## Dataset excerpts
Issue #530, opened 2023-10-20
feat(conductor): stateless restarts


joroshiba:
Using the v1alpha2 API we can enable conductor to statelessly restart.

Currently, upon restart it will sync blocks which have already been executed on the rollup node. We can use the `initial_sequencer_block_height` config value + grabbed from rollup node`commitment_state.soft.number` to determine the first block from sequencer which needs to be executed.

There are two versions of this: 
- a simple pass which simply skips blocks until a given height
- more complex which starts sync from the correct sequencer height, this will require some refactor but is the better solution.

Blocked by #411, as requires the v1alpha2 api.

Related to #15 around execution ordering

PR #553, opened 2023-10-27
feat(conductor): added commitment grab to better set sync start height

sambukowski:
## Summary
Conductor now uses the initial commitment state that is pulled when Conductor starts to set the initial sequencer block height more accurately so that sync at startup runs faster.

Basic checks were also put in place to prevent out of order blocks from executing when getting passed to `execute_block`.

## Background
When starting up, Conductor was syncing from it's block 1 even if blocks have already been executed on the rollup. This is inefficient. With the implementation of the execution api v1alpha2, the latest executed block from the rollup can now be pulled and the sync can start where normal execution left off.

## Changes
- Added checks to `execute_block` to prevent out of order execution
- Hight of latest soft block is now pulled from rollup and used to set the block height that sync starts at.

## Testing
Manually tested using dev-cluster

closes https://github.com/astriaorg/astria/issues/530

### DIFF
--- a/crates/astria-conductor/src/conductor.rs
+++ b/crates/astria-conductor/src/conductor.rs
@@ -82,7 +82,7 @@ impl Conductor {
         let signals = spawn_signal_handler();
 
         // Spawn the executor task.
-        let (executor_tx, init_sequencer_height) = {
+        let (executor_tx, sync_start_block_height) = {
             let (block_tx, block_rx) = mpsc::unbounded_channel();
             let (shutdown_tx, shutdown_rx) = oneshot::channel();
             let executor = Executor::new(
@@ -96,12 +96,12 @@ impl Conductor {
             )
             .await
             .wrap_err("failed to construct executor")?;
-            let init_sequencer_height = executor.executable_block_height;
+            let executable_sequencer_block_height = executor.executable_block_height;
 
             tasks.spawn(Self::EXECUTOR, executor.run_until_stopped());
             shutdown_channels.insert(Self::EXECUTOR, shutdown_tx);
 
-            (block_tx, init_sequencer_height)
+            (block_tx, executable_sequencer_block_height)
         };
 
         let sequencer_client_pool = client_provider::start_pool(&cfg.sequencer_url)
@@ -126,7 +126,7 @@ impl Conductor {
             let (sync_done_tx, sync_done_rx) = oneshot::channel();
 
             let sequencer_reader = sequencer::Reader::new(
-                init_sequencer_height,
+                sync_start_block_height,
                 sequencer_client_pool.clone(),
                 shutdown_rx,
                 executor_tx.clone(),
--- a/crates/astria-conductor/src/conductor.rs
+++ b/crates/astria-conductor/src/conductor.rs
@@ -7,10 +7,15 @@ use std::{
 use astria_sequencer_types::ChainId;
 use color_eyre::eyre::{
     self,
+    Result,
     WrapErr as _,
 };
 // use futures::FutureExt;
 use futures::future::Fuse;
+use proto::generated::execution::v1alpha2::{
+    execution_service_client::ExecutionServiceClient,
+    GetCommitmentStateRequest,
+};
 use tokio::{
     select,
     signal::unix::{
@@ -44,6 +49,7 @@ use crate::{
     data_availability,
     executor::Executor,
     sequencer,
+    types::ExecutorCommitmentState,
     Config,
 };
 
@@ -119,11 +125,16 @@ impl Conductor {
         }
 
         if !cfg.execution_commit_level.is_firm_only() {
-            // todo!("set up stuff");
             let (shutdown_tx, shutdown_rx) = oneshot::channel();
             let (sync_done_tx, sync_done_rx) = oneshot::channel();
+
+            // get the commitment state from the execution client
+            let commitment_state = get_commitment_state(cfg.execution_rpc_url.to_owned())
+                .await
+                .wrap_err("failed to get commitment state")?;
+
             let sequencer_reader = sequencer::Reader::new(
-                cfg.initial_sequencer_block_height,
+                cfg.initial_sequencer_block_height + commitment_state.soft.number,
                 sequencer_client_pool.clone(),
                 shutdown_rx,
                 executor_tx.clone(),
@@ -332,4 +343,18 @@ fn spawn_signal_handler() -> SignalReceiver {
         reload_rx,
         stop_rx,
     }
+}
+
+async fn get_commitment_state(rpc_url: String) -> Result<ExecutorCommitmentState> {
+    let mut execution_rpc_client = ExecutionServiceClient::connect(rpc_url)
+        .await
+        .wrap_err("failed to create execution rpc client")?;
+    let commitment_state_resp = execution_rpc_client
+        .get_commitment_state(GetCommitmentStateRequest {})
+        .await
+        .wrap_err("executor failed to get commitment state")?;
+    let commitment_state = ExecutorCommitmentState::from_execution_client_commitment_state(
+        commitment_state_resp.get_ref().clone(),
+    );
+    Ok(commitment_state)
 }
--- a/crates/astria-conductor/src/conductor.rs
+++ b/crates/astria-conductor/src/conductor.rs
@@ -90,7 +90,8 @@ impl Conductor {
                 ChainId::new(cfg.chain_id.as_bytes().to_vec())
                     .wrap_err("failed to create chain ID")?,
                 cfg.disable_empty_block_execution,
-                cfg.initial_sequencer_block_height, // the sequencer block the rollup was start on
+                // the sequencer block that contains the first rollup block
+                cfg.initial_sequencer_block_height,
                 block_rx,
                 shutdown_rx,
             )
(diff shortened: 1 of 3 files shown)


joroshiba (approved):

ygd58:
hi i like and follow your project and i want to collaborate i am a member of core node team we have participated in many projects and we are an experienced team in validators and verifiers and we have projects in collaboration with opside and goracle network cascadia and many of our team members are involved in important projects we also have a core node community. I will send you detailed information about core node github and team members. I think you might want to get to know us thanks. We can manage the Turkey region for your project. We can open official Telegram twitter accounts. We can help node installers and those who have problems. Gökhan, one of our giant teams, is very familiar with your project. We also have an active community of 425 people. If we share, we can help you promote your node or project on Twitter
https://corenode.info/
https://twitter.com/corenodeHQ
https://github.com/core-node-team
https://services.corenode.info/

ygd58:
We have an experienced team, I could write here to communicate, sorry.

crates/astria-conductor/src/conductor.rs
```diff
@@ -83,22 +82,26 @@ impl Conductor {
...
                 ChainId::new(cfg.chain_id.as_bytes().to_vec())
                     .wrap_err("failed to create chain ID")?,
                 cfg.disable_empty_block_execution,
+                cfg.initial_sequencer_block_height,
                 block_rx,
                 shutdown_rx,
             )
             .await
             .wrap_err("failed to construct executor")?;
+            let init_sequencer_height = executor.executable_block_height;
```
noot, line 99: name this `executable_sequencer_block_height` or something as it isn't the `initial_sequencer_block_height`

crates/astria-conductor/src/executor/mod.rs
```diff
@@ -128,12 +132,15 @@ impl Executor {
             .await
             .wrap_err("executor failed to get commitment state")?;
 
+        let executable_block_height = commitment_state.soft.number + init_sequencer_height;
```
noot, line 135: this is only correct if we are executing empty blocks - should we update conductor to always execute empty blocks? otherwise this will not work

SuperFluffy, line 135: Can you add a comment explaining this equation?

crates/astria-conductor/src/executor/mod.rs
```diff
@@ -222,6 +229,29 @@ impl Executor {
...
+                return Ok(None);
+            }
+            std::cmp::Ordering::Greater => {
+                debug!(
+                    sequencer_block_height = block.header.height.value(),
+                    executable_block_height = self.executable_block_height,
+                    "skipping execution of stale block"
+                );
+                return Ok(None);
+            }
```
noot, line 251: either return an error, or update the function comment `/// if there are no relevant transactions in the SequencerBlock, it returns None.`

i think this should be an error, as `execute_block` shouldn't be called with a block that can't be executed

crates/astria-conductor/src/executor/mod.rs
```diff
@@ -222,6 +229,29 @@ impl Executor {
             return Ok(None);
         }
 
+        match self
+            .executable_block_height
+            .cmp(&(block.header.height.value() as u32))
+        {
+            std::cmp::Ordering::Less => {
```
SuperFluffy, line 236: I think it's ok to roll this into one. The distinction between `future` and `stale` will be lost when quickly scanning the logs.

If a `if self.executable_block_height != block.header.height` { ... }` is cleaner.

crates/astria-conductor/src/executor/tests.rs
```diff
@@ -151,6 +151,7 @@ async fn start_mock(disable_empty_block_execution: bool) -> MockEnvironment {
         &server_url,
         chain_id,
         disable_empty_block_execution,
+        1,
```
SuperFluffy, line 154: Can you look into providing a test for skipping this block?

crates/astria-conductor/src/conductor.rs
```diff
@@ -119,11 +122,11 @@ impl Conductor {
         }
 
         if !cfg.execution_commit_level.is_firm_only() {
-            // todo!("set up stuff");
             let (shutdown_tx, shutdown_rx) = oneshot::channel();
             let (sync_done_tx, sync_done_rx) = oneshot::channel();
+
             let sequencer_reader = sequencer::Reader::new(
-                cfg.initial_sequencer_block_height,
+                init_sequencer_height,
```
SuperFluffy, line 129: The relationship between `init_sequencer_height` and how it derives from executor is very obscure at this point. Can you add some comments explaining the relationship?

crates/astria-conductor/src/executor/tests.rs
sambukowski: Added some new tests!

crates/astria-conductor/src/executor/mod.rs
sambukowski: pr to remove disable empty block execution here: https://github.com/astriaorg/astria/pull/556

crates/astria-conductor/src/executor/mod.rs
```diff
@@ -128,12 +133,29 @@ impl Executor {
             .await
             .wrap_err("executor failed to get commitment state")?;
 
+        // The `executable_block_height` is the height of the sequencer block
+        // where the Conductor sync will be started. The `init_sequencer_height`
```
joroshiba, line 137: I think it's strictly the sequencer block height which is executable on top of the current rollup state. That sync starts from this height is not the concern of executor, it only cares that it executes the correct block.

crates/astria-conductor/src/conductor.rs
```diff
@@ -119,11 +122,18 @@ impl Conductor {
...
             let (shutdown_tx, shutdown_rx) = oneshot::channel();
             let (sync_done_tx, sync_done_rx) = oneshot::channel();
+
+            // the `sync_start_block_height` below is the height at which the sync
+            // of Conductor will start. This value is a combination of the
+            // initial sequencer block height, which is set in the config when
+            // the rollup is first created, plus the height of the most recently
+            // executed block on the rollup.
+            // sync_start_block_height =
+            //   initial sequencer block height + most recently executed block height
```
joroshiba, line 134: I think we can simplify this description a bit. The sequencer reader starts sync at the height which is the next executable block. How that's derived is more of an executor concern.

crates/astria-conductor/src/executor/mod.rs
sambukowski: updated the comment

crates/astria-conductor/src/conductor.rs
sambukowski: updated the comment

crates/astria-conductor/src/conductor.rs
```diff
@@ -83,22 +82,26 @@ impl Conductor {
...
-        let executor_tx = {
+        let (executor_tx, sync_start_block_height) = {
             let (block_tx, block_rx) = mpsc::unbounded_channel();
             let (shutdown_tx, shutdown_rx) = oneshot::channel();
             let executor = Executor::new(
                 &cfg.execution_rpc_url,
                 ChainId::new(cfg.chain_id.as_bytes().to_vec())
                     .wrap_err("failed to create chain ID")?,
                 cfg.disable_empty_block_execution,
+                cfg.initial_sequencer_block_height, // the sequencer block the rollup was start on
```
noot, line 93:
```suggestion
                cfg.initial_sequencer_block_height, // the sequencer block that contains the first rollup block
```

crates/astria-conductor/src/executor/mod.rs
```diff
@@ -128,12 +133,29 @@ impl Executor {
             .await
             .wrap_err("executor failed to get commitment state")?;
 
+        // The `executable_block_height` is the height of the fist sequencer block
```
noot, line 136:
```suggestion
        // The `executable_block_height` is the height of the next sequencer block
```

crates/astria-conductor/src/executor/mod.rs
```diff
@@ -128,12 +133,29 @@ impl Executor {
...
+        // that can be executed on top of the rollup state. The `init_sequencer_height`
+        // is set when the rollup is first created and let's us know that this
```
noot, line 138:
```suggestion
        // is set when the rollup is first created and lets us know that this
```

crates/astria-conductor/src/executor/mod.rs
```diff
@@ -128,12 +133,29 @@ impl Executor {
...
+        // rollup's genesis block is in block K of the sequencer chain.
```
noot, line 139:
```suggestion
        // rollup's first block is in block K of the sequencer chain.
```

genesis block is defined in the genesis file, it's the rollup block 1 that's in a sequencer block (as it's the first executable block)

noot (approved):
looks good, only minor comments.

out of scope for this PR, but I find having the `initial_sequencer_block_height` as a config option bad, as it's not something that should be changeable from run to run, it's something that should be a part of the rollup's genesis. imo it's more extensible for rollup developers if this is stored on the execution node (alternatively, the sequencer block hash corresponding to the rollup block hash is stored). this involves updating the API, which i think we should consider.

## Work instructions
Lines with the word "where": report how many there are in the entries, as a bare number.

## Result of this task
2